Among the early physicians were a number of ignorant, but shrewd men, who has prestige because of their knowledge of human nature, and because of their claims to an understanding of the properties of roots and leaves. These were the "botanic" doctors. One old chap said:
"I can't write, but I can read writin', an' I can sign my name."
He was satisfied with this.
The Indians knew a great deal - more than the whites - about the uses of plants, and had at their command a host of other remedies, as effective as simple. "Indian doctors" were much in demand by isolated pioneers, and even were preferred by some people to regular physicians.

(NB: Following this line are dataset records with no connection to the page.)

PR #1192, opened 2019-05-26
add riscv-none-embed

sequencer:
1. use official gnu upstream, rather than SiFive.
2. patch config.sub with embed in os.
3. disable libgloss default linking.

### DIFF
--- a/archlinuxcn/riscv-none-embed-binutils/0001-Add-support-for-SiFive-CLIC-CSRs.patch
+++ b/archlinuxcn/riscv-none-embed-binutils/0001-Add-support-for-SiFive-CLIC-CSRs.patch
@@ -1,0 +1,105 @@
+From 3613b170bb24afaa84f8064055fc84c6f07f92a4 Mon Sep 17 00:00:00 2001
+From: Jim Wilson <jimw@sifive.com>
+Date: Thu, 21 Feb 2019 19:21:23 -0800
+Subject: [PATCH 1/2] Add support for SiFive CLIC CSRs.
+
+---
+ gas/testsuite/gas/riscv/priv-reg.d |  4 ++++
+ gas/testsuite/gas/riscv/priv-reg.s |  6 ++++++
+ include/opcode/riscv-opc.h         | 19 +++++++++++++++++++
+ 3 files changed, 29 insertions(+)
+
+diff --git a/gas/testsuite/gas/riscv/priv-reg.d b/gas/testsuite/gas/riscv/priv-reg.d
+index 9ec5d97ed8..964c99412d 100644
+--- a/gas/testsuite/gas/riscv/priv-reg.d
++++ b/gas/testsuite/gas/riscv/priv-reg.d
+@@ -251,3 +251,7 @@ Disassembly of section .text:
+ [ 	]+3c4:[ 	]+3bd02573[ 	]+csrr[ 	]+a0,pmpaddr13
+ [ 	]+3c8:[ 	]+3be02573[ 	]+csrr[ 	]+a0,pmpaddr14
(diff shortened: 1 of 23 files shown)


sequencer:
Currently, riscv toolchain is using gcc with `libgloss` for both embed device and Linux, which is vended by SiFive, with the prefix `riscv64-unknown-elf`.
This cause too much trouble for embedded device usage, and [gnu-mcu-eclipse](https://github.com/gnu-mcu-eclipse/riscv-none-gcc) tried to fix the `libgloss` problem. This package takes the idea of gnu-mcu-eclipse to add `embed` to OS in `config.sub`, and remove the `libgloss` default linking.  
However, gnu-mcu-eclipse still stick on the [riscv-gcc](https://github.com/riscv/riscv-gcc/) branch, which didn't update for a long time. Since RISC-V has been upstreamed for since gcc7. This package patches the GNU upstream to provide the newest version of `riscv-none-embed`.

Sasasu:
please add `lilac.py` and `lilac.yaml` for each package.  The auto build system uses those files to monitoring a package.

lilac.py is a historical problem, just put an empty file.

lilac.yaml describe when can this package update or rebuild.

yaml schema file for lilac.yaml: https://github.com/archlinuxcn/repo/blob/master/lilac-yaml-schema.yaml 
manually update example: https://github.com/archlinuxcn/repo/search?l=YAML&q=manual 
track aur example: https://github.com/archlinuxcn/repo/search?l=YAML&q=aur_pre_build

ilg-ul:
> However, gnu-mcu-eclipse still stick on the riscv-gcc branch

this is not accurate, gnu-mcu-eclipse now follows the SiFive fork https://github.com/sifive/riscv-gcc.

> use official gnu upstream, rather than SiFive.

by doing this you miss the SiFive extensions (like interrupt attributes), and you cannot use your toolchain to build the SiFive Freedom SDK projects.

if you insist on doing this, I think you should explicitly mention this difference in the package metadata.

sequencer:
OK, I’ll collect a set of patch from SiFive gcc and maintain a patch to upstream.

ilg-ul:
I think this is a better approach.

Also keeping a consistent functionality with **GNU MCU Eclipse RISC-V Embedded GCC** (which will be soon renamed **xPack RISC-V Embedded GCC** and moved from **GNU MCU Eclipse** to a new **xPack Development Tools** project) would be prefered, toolchains with identical names but different functionality are confusing.

sequencer:
I also give this [issue](https://github.com/riscv/riscv-gcc/issues/157).
How a about change this packages’ prefix to `riscv-none-gnu`?

ilg-ul:
To my knowledge, GNU is an UNIX like operating system, not related with embedded/bare metal devices which `riscv-none-embed` addresses.

sequencer:
OK I'll close this PR, after finishing the patch work, I will reopen it.

sequencer:
@ilg-ul cherry picked unmerged commit from https://github.com/sifive/riscv-gcc.

sequencer:
Ping

ilg-ul:
Pong.

Sorry, but I cannot follow you, if you cherry pick individual commits, you are on your own, I don't know the details of SiFive development. In my release I used exactly the same sources as they said they did and compiled them as is. If I remember right, the only deviation was for GDB, which had some problems and I used a more recent commit.

ilg-ul:
Did you manage to integrate the toolchain in your distribution?

sequencer:
Currently I use `riscv64-linux-gnu-` as prefix with `-nostdinc` and `-nostdlib` for compiling. It's from the upstream.
Locally, I use upstream with local custom patch to create different packages for custom instruction integration.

In speaking of the professions early represented in this section, mention must be made of the Dubuque Visitor, the first newspaper of what is now Iowa. The Dubuque Visitor was started in May, 1836, with John king as publisher. King was not a practical printer, and selected Andrew Keesecker to do the mechanical work. Keesecker became one of the most famous printers Iowa has produced. He was a fast compositor, but stuttered badly in his speech.
Keesecker and a fellow printer named Wood entered into a contest to see which could set up the Lord's prayer the quicker. The "amen" at the end was to be pronounced audibly, as a sign that the prayer had been completed. Wood pronounced the word first. Keesecker said, indignantly:
"That's wh-what I've b-b-been tryin' t-to say this h-h-half hour!"